Showing posts with label recipes. Show all posts
Showing posts with label recipes. Show all posts

Saturday, November 18, 2023

Star Wars: The Life Day Cookbook- Official Recipes From a Galaxy Far, Far Away

Yesterday was Life Day. It's like Star Wars Christmas. First established as part of Star Wars canon, the Wookiee people's most sacred day was introduced in the Star Wars Holiday Special on November 17th, 1978. The special is notable not just because of how bad it was, but also because it contained a small animated segment that marked the debut of the galaxy's greatest bounty hunter, Boba Fett! 2023 marked the 45th anniversary of all that and it just so happened that yesterday coincidentally when I finished reading this Life Day themed cookbook.
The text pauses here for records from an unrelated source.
PR #1042, opened 2019-10-11
PHPC-1411: Accept 64-bit integers for wTimeoutMS

alcaeus:
https://jira.mongodb.org/browse/PHPC-1411


tests/manager/manager-ctor-write_concern-005.phpt
```diff
@@ -0,0 +1,74 @@
+--TEST--
+MongoDB\Driver\Manager::__construct(): write concern options (64-bit wtimeoutms)
+--SKIPIF--
+<?php if (4 !== PHP_INT_SIZE) { die('skip Only for 32-bit platform'); } ?>
+--FILE--
+<?php
+
+$tests = [
+    ['mongodb://127.0.0.1/?wtimeoutms=2147483648', []],
```
jmikola: [`wtimeout`](https://docs.mongodb.com/manual/reference/write-concern/#wtimeout) is only applicable when `w` is greater than 1. I realize this isn't checked during URI parsing, but we can probably remove this since 2147483648 (i.e. `INT32_MAX + 1`) is already tested in the next line. Likewise for the fifth entry in this array.

php_phongo.c
```diff
@@ -1377,10 +1377,7 @@ void php_phongo_write_concern_to_zval(zval* retval, const mongoc_write_concern_t
 	}
 
 	if (wtimeout != 0) {
-		/* Note: PHP currently enforces that wimeoutMS is a 32-bit integer, so
-		 * casting will never truncate the value. This may change with
-		 * PHPC-1411. */
-		ADD_ASSOC_LONG_EX(retval, "wtimeout", (int32_t) wtimeout);
+		ADD_ASSOC_LONG_EX(retval, "wtimeout", wtimeout);
```
jmikola: `php_phongo_write_concern_to_zval` only appears to be called from `php_phongo_bulkwrite_get_debug_info`. Given that, I think it'd make sense to use the same logic here as we do in [`php_phongo_cursorid_get_debug_info`](https://github.com/mongodb/mongo-php-driver/blob/1.6.0/src/MongoDB/CursorId.c#L100) and conditionally output `wtimeout` as a string if we're on a 32-bit architecture _and_ its value exceeds `INT32_MAX` (admittedly an edge case). `ADD_ASSOC_LONG_EX` works for all other cases.

Was your original thinking that a user debugging a WriteConcern object would have created it on the same machine, and in that case the value itself would naturally be within the range of 32-bit positive integers?

This may relate to my later comment on `PHP_METHOD(WriteConcern, getWtimeout)`.

src/MongoDB/WriteConcern.c
```diff
@@ -265,9 +252,7 @@ static PHP_METHOD(WriteConcern, getWtimeout)
 		return;
 	}
 
-	/* Note: PHP currently enforces that wimeoutMS is a 32-bit integer, so
-	 * casting will never truncate the value. This may change with PHPC-1411. */
-	RETURN_LONG((int32_t) mongoc_write_concern_get_wtimeout_int64(intern->write_concern));
+	RETURN_LONG(mongoc_write_concern_get_wtimeout_int64(intern->write_concern));
```
jmikola: I suppose there's a risk of truncation here if a user on a 32-bit platform somehow created a WriteConcern with a 64-bit `wtimeout` value; however, that doesn't seem possible so long as [`_mongoc_uri_build_write_concern()`](https://github.com/mongodb/mongo-c-driver/blob/1.15.1/src/libmongoc/src/mongoc/mongoc-uri.c#L1606) always reads it as a 32-bit integer (no matter the architecture).

tests/manager/manager-ctor-write_concern-005.phpt
```diff
@@ -0,0 +1,74 @@
...
+    ['mongodb://127.0.0.1/?w=2&wtimeoutms=2147483648', []],
```
jmikola: Looking at [`_mongoc_uri_build_write_concern()`](https://github.com/mongodb/mongo-c-driver/blob/1.15.1/src/libmongoc/src/mongoc/mongoc-uri.c#L1606), which I also linked above, I'm not sure how this is successfully parsed by libmongoc.

[`mongoc_uri_parse_options()`](https://github.com/mongodb/mongo-c-driver/blob/1.15.1/src/libmongoc/src/mongoc/mongoc-uri.c#L1173) splits the query string, but [`mongoc_uri_apply_options()`](https://github.com/mongodb/mongo-c-driver/blob/1.15.1/src/libmongoc/src/mongoc/mongoc-uri.c#L1011) does the real work of converting original string values into their final types. Since [`MONGOC_URI_WTIMEOUTMS`](https://github.com/mongodb/mongo-c-driver/blob/1.15.1/src/libmongoc/src/mongoc/mongoc-uri.c#L740) is considered an int32 option, I expect [`mongoc_uri_parse_int32()`](https://github.com/mongodb/mongo-c-driver/blob/1.15.1/src/libmongoc/src/mongoc/mongoc-uri.c#L800) will truncate it. Assuming this test is actually passing, I'm not sure why we'd see `int(2147483648)` in the expected output below (at least for the test cases using only the connection string).

FWIW, this probably highlights something that was overlooked in [CDRIVER-3087](https://jira.mongodb.org/browse/CDRIVER-3087). Perhaps that was intentional, as I believe Swift cared more about the WriteConcern struct than URI parsing.

tests/manager/manager-ctor-write_concern-005.phpt
```diff
@@ -0,0 +1,74 @@
+--TEST--
+MongoDB\Driver\Manager::__construct(): write concern options (64-bit wtimeoutms)
+--SKIPIF--
+<?php if (4 !== PHP_INT_SIZE) { die('skip Only for 32-bit platform'); } ?>
```
jmikola: Why would this test only run on 32-bit platforms? I don't see anything that would prohibit a 64-bit platform from passing it, given that the connection string parsing logic in libmongoc is the same. If anything, I'd think that a 32-bit platform wouldn't be able to deal with `2147483648` integer literals, as you have below for the URI option array test cases.

tests/manager/manager-ctor-write_concern-005.phpt
alcaeus: > FWIW, this probably highlights something that was overlooked in [CDRIVER-3087](https://jira.mongodb.org/browse/CDRIVER-3087).

I concur. FWIW, `int(2147483648)` is still a 32-bit value, but it assumes an unsigned int (with the usual conversion happening when using signed ints). I noticed this as well and changing to `int(4294967296)` (expectedly) causes the test to fail:
> Unsupported value for "wtimeoutms": "4294967296".

I've created [CDRIVER-3396](https://jira.mongodb.org/browse/CDRIVER-3396) to track this. Should be fixable in 1.15.2 as support for 64-bit `wtimeoutms` was only introduced in 1.15.

I'd hold off on working on this PR until we've fixed the underlying libmongoc issue.

jmikola: We just assigned [CDRIVER-3396](https://jira.mongodb.org/browse/CDRIVER-3396) to you this morning, so feel free to move on to it before this.

src/MongoDB/WriteConcern.c
alcaeus: With `_mongoc_uri_build_write_concern` now always reading a 64-bit integer, the question is how to proceed here: returning a string would fix this, but would technically constitute a BC break.

tests/manager/manager-ctor-write_concern-005.phpt
alcaeus: Test simplified to cover 32-bit and 64-bit systems using `EXPECTF`.

php_phongo.c
alcaeus: Updated this to reflect the logic in serialisation of CursorId and Int64: this will be exposed as string on 32-bit systems.

alcaeus:
Updated now that CDRIVER-3396 has been fixed. Contains the single commit from #1060 until that PR is merged.

tests/writeConcern/writeconcern-ctor-002.phpt
```diff
@@ -0,0 +1,20 @@
+--TEST--
+MongoDB\Driver\WriteConcern construction with 64-bit wtimeoutms
+--SKIPIF--
+<?php if (4 !== PHP_INT_SIZE) { die('skip Only for 32-bit platform'); } ?>
```
jmikola: Why does this test require a 32-bit platform? The range of signed 32-bit ints is -2147483648 through 2147483647, and this test is using a literal value of `INT32_MAX + 1`. If anything, I'd expect it to require a 64-bit environment.

tests/writeConcern/writeconcern-set_state-002.phpt
```diff
@@ -0,0 +1,19 @@
+--TEST--
+MongoDB\Driver\WriteConcern::__set_state() with 64-bit wtimeoutms
+--SKIPIF--
+<?php if (4 !== PHP_INT_SIZE) { die('skip Only for 32-bit platform'); } ?>
```
jmikola: This also seems like a test that should require 64-bit, rather than 32-bit.

php_phongo.c
alcaeus: My apologies. CursorId does this in `php_phongo_cursorid_get_debug_info`. Changing this to also return a LONG as long as it's within 32-bit boundaries works for me 👍

src/MongoDB/WriteConcern.c
jmikola: Added comment in [PHPC-1411](https://jira.mongodb.org/browse/PHPC-1411?focusedCommentId=2570617&page=com.atlassian.jira.plugin.system.issuetabpanels:comment-tabpanel#comment-2570617) to note the documentation change outside of this PR.

tests/manager/manager-ctor-write_concern-005.phpt
```diff
@@ -0,0 +1,41 @@
...
+$tests = [
+    ['mongodb://127.0.0.1/?w=2&wtimeoutms=4294967296', []],
+    ['mongodb://127.0.0.1/?w=majority&wtimeoutms=4294967296', []],
+    ['mongodb://127.0.0.1/?w=customTagSet&wtimeoutms=4294967296', []],
+];
+
+foreach ($tests as $test) {
+    list($uri, $options) = $test;
+
+    $manager = new MongoDB\Driver\Manager($uri, $options);
```
jmikola: `$options` is never used, so I think you can just get rid of it and make `$tests` an array of URI strings.

src/MongoDB/WriteConcern.c
```diff
@@ -329,9 +314,7 @@ static HashTable* php_phongo_write_concern_get_properties_hash(zval* object, boo
 
 	wtag     = mongoc_write_concern_get_wtag(intern->write_concern);
 	w        = mongoc_write_concern_get_w(intern->write_concern);
-	/* Note: PHP currently enforces that wimeoutMS is a 32-bit integer, so
-	 * casting will never truncate the value. This may change with PHPC-1411. */
-	wtimeout = (int32_t) mongoc_write_concern_get_wtimeout_int64(intern->write_concern);
+	wtimeout = mongoc_write_concern_get_wtimeout_int64(intern->write_concern);
```
jmikola: Sorry for not catching this earlier, but is there a concern with silent truncation affecting BSON serialization via `bsonSerialize()`, which uses this `get_properties_hash` method? If so, we may want to consider emitting an Int64 object for an out-of-range wtimeout value, on par with emitting a string in `php_phongo_write_concern_to_zval`. AFAICT, the `to_zval` function is only used for BulkWrite's debug info.

Also, `PHP_METHOD(WriteConcern, serialize)` still includes the code being removed here:

```c
/* Note: PHP currently enforces that wimeoutMS is a 32-bit integer, so
 * casting will never truncate the value. This may change with PHPC-1411. */
wtimeout = (int32_t) mongoc_write_concern_get_wtimeout_int64(intern->write_concern);
```

I did some digging and realized that most of our value objects (BSON types and the RC/RP/WC classes) use their `init_from_hash` methods for both `_set_state` _and_ `unserialize` methods; however, the `serialize` methods _do not_ utilize the `get_properties_hash` function. `get_properties_hash` tends to only be used for the `get_debug_info` and `get_properties` handlers. This means that there's some subtle code duplication between `get_properties_hash` and `serialize`. I wonder if it's worth trying to refactor this in some future ticket.

In the meantime, I think we should ensure that WriteConcern's `serialize` method remains consistent with `get_properties_hash`. I wasn't too worried about `getWtimeout()` truncating, since the alternative is a BC break, but I think we can ensure compatibility in our debugging and serialization output (both PHP _and_ `bsonSerialize()`) by conditionally emitting an `Int64` object. Thoughts?

I'm happy to punt on this for the time being and create a follow-up ticket. It's something we could certainly address in a later minor version, since this is admittedly an edge case. I believe the only users affected by this would be those that manage to create a 64-bit wtimeout on a 32-bit system and want to have that WriteConcern serialized properly in a command document by way of `bsonSerialize()`. I'm not sure about how a 32-bit PHP instance would handle encountering a 64-bit integer in a serialized string -- presumably there'd be some error/truncation well before we even call `php_phongo_writeconcern_init_from_hash` from `PHP_METHOD(WriteConcern, unserialize)`.

alcaeus: That's a very good point.

I've ensured that we don't truncate in any place other than `getWtimeout`, where we have to do so to maintain backward compatibility. `getWtimeout` will now raise an `E_WARNING` when a value outside of the 32-bit range is encountered on a 32-bit system (see separate commit).

The logic in `serialize` and `get_properties_hash` have been adjusted: the former will dump a 64-bit value as string when encountering a 64-bit value, while the latter will create a `MongoDB\BSON\Int64` object and return that instead.

The logic in `unserialize` needs adjusting: the value is currently required to be a `long`, which we'll have to adapt to the changes in `serialize`. I just wanted to double-check that this is indeed feasible before going down that route.

alcaeus:
@jmikola: updated the logic again after our discussion yesterday.

I've added a few new symbols:
* The `php_phongo_int64_to_zval` function converts an `int64_t` to a `zval`, either as string or as a `MongoDB\BSON\Int64` instance
* The `php_phongo_parse_int64` parses a string as 64-bit int; this was mainly done to avoid duplicating that logic even more
* The `ADD_ASSOC_INT64_COMPAT` macro wraps a `php_phongo_int64_to_zval` and `ADD_ASSOC_ZVAL` call to avoid adding more compiler conditionals for PHP 5.

The `wTimeout` of a `WriteConcern` object is now always serialised as string and can also be unserialised as such. This makes sure that the timeout is truly portable between 32-bit and 64-bit architectures. `bsonSerialize` continues to return an `Int64` object for the timeout.

src/BSON/UTCDateTime.c
```diff
@@ -509,32 +491,28 @@ static HashTable* php_phongo_utcdatetime_get_properties_hash(zval* object, bool
 {
 	php_phongo_utcdatetime_t* intern;
 	HashTable*                props;
-	char                      s_milliseconds[24];
-	int                       s_milliseconds_len;
 
 	intern = Z_UTCDATETIME_OBJ_P(object);
 
-	PHONGO_GET_PROPERTY_HASH_INIT_PROPS(is_debug, intern, props, 2);
+	PHONGO_GET_PROPERTY_HASH_INIT_PROPS(is_debug, intern, props, 1);
```
jmikola: Is this just cleaning up an extra allocation, since we know there's only one property to report?

phongo_compat.h
```diff
@@ -91,6 +91,12 @@
 #define ADD_ASSOC_ZVAL(_zv, _key, _value) add_assoc_zval(_zv, _key, _value);
 #define ADD_ASSOC_NULL_EX(_zv, _key) add_assoc_null_ex(_zv, ZEND_STRL(_key));
 #define ADD_ASSOC_BOOL_EX(_zv, _key, _value) add_assoc_bool_ex(_zv, ZEND_STRL(_key), _value);
+#define ADD_ASSOC_INT64_COMPAT(_zv, _key, _value)                    \
```
jmikola: Since this forces the `int64_t` to a string (`is_bson=false`), I'd suggest we name this `ADD_ASSOC_INT64_AS_STRING`.

src/MongoDB/WriteConcern.c
```diff
@@ -358,7 +368,7 @@ static HashTable* php_phongo_write_concern_get_properties_hash(zval* object, boo
 		if (wtimeout != 0) {
 			zval z_wtimeout;
 
-			ZVAL_LONG(&z_wtimeout, wtimeout);
+			php_phongo_int64_to_zval(wtimeout, &z_wtimeout, is_bson TSRMLS_CC);
```
jmikola: Does it make sense to always call `php_phongo_int64_to_zval` here? `php_phongo_write_concern_get_properties_hash` is called from three places:

 * `get_debug_info` handler
 * `get_properties` handler
 * `bsonSerialize()` method

We know that `bsonSerialize()` needs to conditionally use an Int64 object if the value exceeds the range of a 32-bit integer. If `wtimeout` is within the range of a 32-bit integer, we can add it as an integer primitive.

The debug and properties handlers need not ensure compatibility between 32-bit and 64-bit architectures (unlike `serialize()`, so I think they'd do well to also encode as an integer whenever possible and only fall back to a string on a 32-bit architecture when `wtimeout` exceeds the range of a 32-bit integer.

src/BSON/UTCDateTime.c
alcaeus: That’s correct.

jmikola:
Note: I will follow up with a PR against your branch when I get a chance.

src/MongoDB/WriteConcern.c
alcaeus: The idea was to always export as a string, since code might be serialised using `var_export` on a 64-bit architecture and then read on a 32-bit architecture. In this case, we'd export as an int, but then be unable to read it. That was the main reason for always treating it as if we were on a 32-bit platform.

jmikola: Ah, I wasn't too concerned about `var_export` being used across platforms since it actually produces code that the user would probably manually edit (unless they're using `eval()`). I was thinking of `serialize()` as the more likely way folks might transport between platforms.

In my experience (from GitHub issues), most people using `var_export` are doing so as an alternative to `var_dump` and didn't actually rely on `__set_state()` to rebuild an object.

I'm happy to have `var_export` produce a string as needed, though.

jmikola:
@alcaeus Opened https://github.com/alcaeus/mongo-php-driver/pull/2 with proposed changes. This allowed me to revert most of your test changes here, but I also added some new tests.

alcaeus:
Thanks Jeremy! I've added your changes to this PR, so I think this is good for another review 🎉

tests/writeConcern/writeconcern-set_state-001.phpt
```diff
@@ -18,6 +16,8 @@ $tests = [
     [ 'w' => 1, 'j' => true, 'wtimeout' => 1000 ],
     [ 'j' => true ],
     [ 'wtimeout' => 1000 ],
+    // wtimeout accepts 64-bit integers as strings
+    [ 'wtimeout' => '2147483648']
```
jmikola: @alcaeus can you add a trailing comma here before merging?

The book is written as if it really did exist in the Star Wars universe. The writer is acclaimed chef of Maz Kanata, Strono 'Cookie' Tuggs, who is a main character at the Star Wars experience at Disney, was also the writer of the Galaxy's Edge cookbook from 2019.

There are over 3 dozen recipes written from Cookie's perspective. He talks about the actual ingredients and the planets that they come from. Thankfully, you're not expected to have bantha meat and mudhorn eggs on hand. Earth-bound writers Jenn Fujikawa and Marc Sumerak assist to translate Cookie's recipes with the human equivalent ingredients. 

If you look over the recipes closely, you'll realize that the Star Wars universe enjoys holiday treats that are similar to ours. Gloomroot Pancakes are the latkes with sour cream and apple sauce we enjoy at Hanukkah. Wroshyr Sap Cider is the hot apple cider that keeps us warm near a roaring fire. There are even some non-holiday recipes involved too. The color-changing Cirilian Noodle Salad is the magical Unicorn Noodles dish I've made with younger students for years now. Can't afford to buy supplies at the Black Spire Outpost? Cookie has you set with several DIY projects to make life day robes, trees and orbs. 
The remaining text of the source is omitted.